In no area of medicine is the potential of stem cell research greater than in diseases of the nervous system. The most obvious reason is that so many diseases result from the loss of nerve cells, and mature nerve cells cannot divide to replace those that are lost. In Parkinson's disease, nerve cells that make the chemical dopamine die. In Alzheimer's disease, cells that make acetylcholine die. In amyotrophic lateral sclerosis the motor nerve cells that activate muscles die. In stroke, brain trauma, and spinal cord injury many types of cells are lost. There are many more disorders that affect both adults and young children in which nerve cells die.
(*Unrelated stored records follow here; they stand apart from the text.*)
PR #1558, opened 2020-05-11
plotModel title clipping feature

### LINKED ISSUE #1510: Title of plot exceeding plotarea
If the title of the plot is longer than the plot-width the title exceeds the plotarea and covers other content (WPF).

UndisputedBasement33:
Fixes #1510 .

### Checklist

- added title clipping feature (analogue to axis title feature)
-
-

This feature changes the default behavior of the title, because the clipping length defaults to 90% of the title area. If this is not desired, we can set the value to 100%.

(I'm really sorry for the inconvenience I caused with my first pull request, I'll try hard to avoid this for the future)

@oxyplot/admins


Jonarw:
Looks good to me in general!
Unfortunately, WPF seems to be pretty much the only platform that supports the `maxSize` parameter, which isn't a problem with this PR, but more a general one. I will open a separate issue regarding about that, but I think this PR can be merged.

It might seem hopelessly optimistic to think that supplying new cells to a structure as intricate as the brain would do any good. Can new cells become well enough integrated to restore function? The encouraging preliminary results from fetal tissue transplantation trials for Parkinson's disease argue that they can. Here, the difficulty of obtaining enough cells of the right type杢hat is, dopamine producing nerve cells--limits success. This year, in animal experiments scientists developed methods to isolate neural stem cells and coax them to proliferate for several generations in cell culture, and then, on cue, to specialize into mature dopamine nerve cells. A large supply of "dopamine competent" stem cells will remove the barrier of limited amounts of tissue. When these cells were implanted into the brains of rodents with experimental Parkinson's disease, the animals showed remarkable improvements in their movement control. In other experiments, scientists inserted the gene for a crucial enzyme into stem cells, then transplanted these cells into animals with experimental Tay-Sachs disease, again with very encouraging results. Experimental cell replacement therapies are underway for other chronic diseases and for acute disorders like spinal cord injury and stroke. Transplant therapies for intractable epilepsy are also not out of the question. The potential for cell transplant therapies using cells derived from stem cells is enormous.
Because stem cell therapies have been proposed for so many neurological disorders, it is important to note that stem cells might be used to do very different things to treat different disorders. For example, in some diseases stem cells might specialize and replace a particular type of nerve cell--a different kind of nerve cell for Parkinson's than for Alzheimer's than for amyotrophic lateral sclerosis and so on. For other disorders, like multiple sclerosis, it is not nerve cells, but supporting cells, the glial cells that wrap electrical insulation around nerve fibers, that stem cells might help replace. In other problems, for example brain trauma or stroke, we could speculate about using stem cells to regenerate regions of brain tissue, with many integrated types of brain cells. In the many devastating disorders in children where a single enzyme is missing, the ability of stem cells to migrate widely in the brain and supply the needed enzyme might be the key. There are several other strategies that might rely upon stem cells, such as using stem cells to supply neurotrophic factors, the natural growth and survival signals of the nervous system.
Stem cells have important uses beyond cell transplant therapy. Other possibilities include drug development and drug screening methods. One enticing possibility follows from some surprising results that were reported just last year. Contrary to a longstanding belief that nerve cells in the adult human brain cannot be replenished, scientists found neural stem cells in one part of the brains of adult, even 60 year old, humans. If we can identify the natural signals that control the proliferation and specialization of stem cells, and understand how best to encourage these restorative reactions, we may be able to help the brain repair itself in certain vulnerable regions.